-- Opening Marker --

PR #1614, opened 2024-06-24
Call stack perf change for CallerInfo

mikeauclair:
## Summary

- Switches `CallerInfo` to use `runtime.Callers()` to pull the stack instead of repeatedly calling `runtime.Caller()`

## Changes
- Buffer 10 stack frames at a time by switching to a series of calls to `Callers()` instead of repeated `Caller` invocations, because there is a cost to querying the stack
- Iterate over the frames with the `frames.Next()` iterator

## Motivation

- We heavily use mocks at DevotedHealth and the repeated calls to pull the stack were flagging as a contributor when I profiled some of our slow tests - see example of `Caller` contributing a CPU cost of 7660ms out of a total cost of 13740ms
Screenshot 2024-06-24 at 1 10 26 PM


assert/assertions.go
```diff
@@ -212,19 +214,26 @@ the problem actually occurred in calling code.*/
...
-		pc, file, line, ok = runtime.Caller(i)
-		if !ok {
-			// The breaks below failed to terminate the loop, and we ran off the
-			// end of the call stack.
-			break
-		}
+	pcs := make([]uintptr, stackFrameBufferSize)
+	offset := 1
+	n := runtime.Callers(offset, pcs)
+	maybeMore := n == stackFrameBufferSize
```
ccoVeille, line 225: I would move this line, just before the `for`

assert/assertions.go
```diff
@@ -263,6 +272,23 @@ func CallerInfo() []string {
 			isTest(name, "Example") {
 			break
 		}
+
+		if !more {
```
ccoVeille, line 276:
```suggestion
		if more {
         continue
    }
```

This would be simpler and more readable, no?

assert/assertions.go
ccoVeille: same for offset and pcs

They are not used when return via the `if`

mikeauclair: `pcs` is filled by `runtime.Callers` before the `if` so I'll keep that there; I'll move the other two lines, though

ccoVeille: Indeed, thanks for applying my first suggestion

ccoVeille (approved):

assert/assertions.go
```diff
@@ -263,6 +273,24 @@ func CallerInfo() []string {
...
+		if !maybeMore {
+			break
+		}
+		offset += stackFrameBufferSize
+		n = runtime.Callers(offset, pcs)
+		if n == 0 {
+			break
+		}
+
+		maybeMore = n == stackFrameBufferSize
```
brackendawson, line 290: Copying this comment from #1615 which also contains this change.

I'm not a fan of `more` and `maybeMore`, this code is actually two nested loops and I think it would be more readable if you coded it that way. I think that pure behaviour is usually better than data (varibles) used only to alter behaviour.

brackendawson (changes requested):

brackendawson:
The performance enhancement in this code is a change I'd be happy to include, with some slight alteration.

assert/assertions.go
mikeauclair: I just pushed a commit that moves this to two loops (though still using `more` to `break` out of the inner loop). LMK if that's along the lines of what you were thinking.

brackendawson (approved):
I'm happy with the `more` variable because it's in the idiomatic usage example too: https://pkg.go.dev/runtime#Frames

PR #33920, opened 2021-07-08
Support custom DNS alt hosts

nmittler:
This is necessary to support the Kubernetes MCS `clusterset.local` host. This is only preliminary work. Future PRs will provide full support for the alias.

[ ] Docs
[ ] Installation
[x] Networking
[ ] Policies and Telemetry
[ ] Security
[ ] Test and Release
[ ] User Experience
[ ] Developer Infrastructure

Pull Request Attributes


pkg/dns/client/dns_test.go
```diff
@@ -419,7 +444,14 @@ func initDNS(t test.Failer) *LocalDNSServer {
 	}
 	testAgentDNS.resolvConfServers = []string{srv}
 	testAgentDNS.StartDNS()
-	testAgentDNS.searchNamespaces = []string{"ns1.svc.cluster.local", "svc.cluster.local", "cluster.local"}
+	testAgentDNS.searchNamespaces = []string{
```
howardjohn, line 447: searchNamespaces comes from k8s configuring /etc/resolv.conf. In real world, how is this going to work?

nmittler: I didn't actually need this change.

nmittler:
@howardjohn PTAL

pkg/dns/proto/nds.proto
```diff
@@ -20,14 +20,24 @@ package istio.networking.nds.v1;
...
+
+        // The k8s service name. Only applies when registry=`Kubernetes`
         string shortname = 3;
+
+        // The k8s namespace for the service. Only applies when registry=`Kubernetes`
         string namespace = 4;
+
+        // List of alternate hosts to map to the IPs.
+        // Only applies when registry=`Kubernetes`
+        repeated string alt_hosts = 5;
```
howardjohn, line 37: Thinking about compatibility:
* If we have new istiod, we will send the config and agent will silently ignore. No problem
* If we have new proxy (not supported technically), Istiod will not send alt_hosts. No problem
So LGTM

howardjohn (approved):

pkg/dns/proto/nds.proto
nmittler: yeah exactly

-- Closing Marker --

[EXERCISE DIRECTIONS]:
Using the data above, say how many lines include "before". No other reply is needed.

[RESULT OF THIS TASK]:
2